Quantum Simulation of the Sachdev-Ye-Kitaev Model by Asymmetric Qubitization

TL;DR

This paper presents a highly efficient quantum simulation method for the Sachdev-Ye-Kitaev model, achieving significant improvements in gate complexity and precision over previous algorithms by using a novel asymmetric qubitization technique.

Contribution

Introduces an asymmetric qubitization approach for simulating the SYK model with exponential improvements in efficiency and precision compared to prior methods.

Findings

Achieves gate complexity of O(N^{7/2} t + N^{5/2} t polylog(N/ε))
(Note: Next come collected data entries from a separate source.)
PR #1376, opened 2021-06-20
Test coverage: moduleType overrides during ts-node loader usage

jayaddison:
Extends #1371.

This isn't working as expected currently: when running the `test.esm.js` module directly (from the base directory: `TS_NODE_PROJECT=tests/module-types/tsconfig.json node --trace-warnings --experimental-specifier-resolution=node --loader ts-node/esm tests/module-types/test.esm.js`), [one of the assertions fails](https://github.com/jayaddison/ts-node/blob/c9c443c57a6c636d9400ba5983b2f14a347a169c/tests/module-types/test.esm.js#L7) because both `import`ed modules have a value of `function` for `requireType`.

Without the `--experimental-specifier-resolution=node` flag, a `ERR_UNSUPPORTED_DIR_IMPORT` error is raised by the attempts to import modules from directory paths.


cspotcode:
Thanks, what needs to happen next?  Does `tests/module-types/tsconfig.json` need to be modified to add the necessary rule for `esm-exception`?

> Without the --experimental-specifier-resolution=node flag, a ERR_UNSUPPORTED_DIR_IMPORT error is raised by the attempts to import modules from directory paths.

Is this necessary to get code coverage?

jayaddison:
> Does `tests/module-types/tsconfig.json` need to be modified to add the necessary rule for `esm-exception`?

I don't think so - [that `tsconfig.json` should already set an ESM override](https://github.com/TypeStrong/ts-node/blob/c9c443c57a6c636d9400ba5983b2f14a347a169c/tests/module-types/tsconfig.json#L7) for files in subdirectores, if I understand it correctly?

(just in case, I did try adding an explicit `esm-exceptions` subdirectory configuration there; no dice, both `requireType` values are still returned as `function`)

> > Without the --experimental-specifier-resolution=node flag, a ERR_UNSUPPORTED_DIR_IMPORT error is raised by the attempts to import modules from directory paths.
> 
> Is this necessary to get code coverage?

Not for code coverage, no, but to get the test module to run without raising that error it does seem to be required.

cspotcode:
Oh, I see the confusion.  The logic shares elements of both TS `"include"` globbing and .gitignore / .gitattributes.

Globs match the behavior of TS `"include"`, so `src/cjs-subdir` matches everything in that directory.  It is an "implicit glob."

Patterns are matched from top to bottom, and anything at the bottom overrides anything at the top.  Same as `.gitignore` or `.gitattributes` where anything at the bottom overrides anything at the top.

https://github.com/TypeStrong/ts-node/blob/c9c443c57a6c636d9400ba5983b2f14a347a169c/tests/module-types/tsconfig.json#L6-L8

> Not for code coverage, no, but to get the test module to run without raising that error it does seem to be required.

What about importing the files by name instead of importing the directory?

jayaddison:
Thank you - I've applied some rearrangements here, and am now able to run `TS_NODE_PROJECT=tests/module-types/tsconfig.json node --trace-warnings --experimental-specifier-resolution=node --loader ts-node/esm tests/module-types/test.esm.js` and get a passing result.

That said I'll want to reconfirm that the test coverage is really proving what it claims to, and also ensure that it works when run as part of the standard test suite.

jayaddison:
(to try to explain what I meant about proving the test coverage: we should get confidence that the overrides are really being used, to make sure that passing test results aren't simply a result of default behaviour)

cspotcode:
> to make sure that passing test results aren't simply a result of default behaviour

Agreed.  Does it make sense to copy-paste `tests/module-types` into `tests/module-types-2`, and make it into an opposite of the first project?  That is to say, one of them has `package.json` `type: "module"` and uses overrides to force CommonJS, and the other project has `package.json` without `type` and uses overrides to force ESM.

Can we remove `--experimental-specifier-resolution=node`?  That would make the tests a bit simpler to understand.

jayaddison:
> > to make sure that passing test results aren't simply a result of default behaviour
> 
> Agreed. Does it make sense to copy-paste `tests/module-types` into `tests/module-types-2`, and make it into an opposite of the first project? That is to say, one of them has `package.json` `type: "module"` and uses overrides to force CommonJS, and the other project has `package.json` without `type` and uses overrides to force ESM.

Sounds good; I've been messing around a bit further here as you'll see, but the tests do not pass yet.
 
> Can we remove `--experimental-specifier-resolution=node`? That would make the tests a bit simpler to understand.

I'll try to, yep.  Whenever I've tried that previously it has led to the `ERR_UNSUPPORTED_DIR_IMPORT` errors, but I'll try to learn more about that and remove the additional option if possible.

cspotcode:
Test are failing on 14.13.0 and 12.15.  I believe we test on these versions specifically because they do *not* throw an error when attempting to `require()` ESM; instead they allow it to be executed as CJS.  We'll need to figure out what the correct behavior is in those situations.  I assume we should either tweak `ts-node` to throw the error, respecting the moduleTypes overrides, or disable these unit tests on those versions, because users can reasonably be expected to upgrade to the latest node 12 or 14 to leverage newer `ts-node` features.

jayaddison:
Thanks @cspotcode - I guess that kind of require of ESM-as-CJS-by-default might only work by chance, if at all?

Looking at some of the code comments (particularly [this one](https://github.com/TypeStrong/ts-node/blob/5643ad64cf39ee0dfa2a9323e8d1dd9f400e5884/src/index.ts#L41-L42)), would it be fair to say that `ts-node` should try to do what `node` itself does?

(in this case currently, that's to throw an `ERR_UNKNOWN_FILE_EXTENSION` type error exception under Node 12 due to the `.ts` extension..)

jayaddison:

Provides exponential improvement in 1/ε over previous algorithms

Demonstrates efficient encoding of Hamiltonian using asymmetric projections

Abstract

We show that one can quantum simulate the dynamics of a Sachdev-Ye-Kitaev model with $N$ Majorana modes for time $t$ to precision $\epsilon$ with gate complexity $O(N^{7/2} t + N^{5/2} t \,{\rm polylog}(N/ \epsilon))$. In addition to scaling sublinearly in the number of Hamiltonian terms, this gate complexity represents an exponential improvement in $1/\epsilon$ and large polynomial improvement in $N$ and $t$ over prior state-of-the-art algorithms which scale as $O(N^{10} t^2 / \epsilon)$. Our approach involves a variant of the qubitization technique in which we encode the Hamiltonian $H$ as an asymmetric projection of a signal oracle $U$ onto two different signal states prepared by state oracles, $A\left\vert{0}\right\rangle \mapsto \left\vert{A}\right\rangle$ and $B \left\vert{0}\right\rangle \mapsto \left\vert{B}\right\rangle$, such that $H = \left\langle{B}\right\vert U\left\vert{A}\right\rangle$. Our strategy for applying this method to the Sachdev-Ye-Kitaev model involves realizing $B$ using only Hadamard gates and realizing $A$ as a random quantum circuit.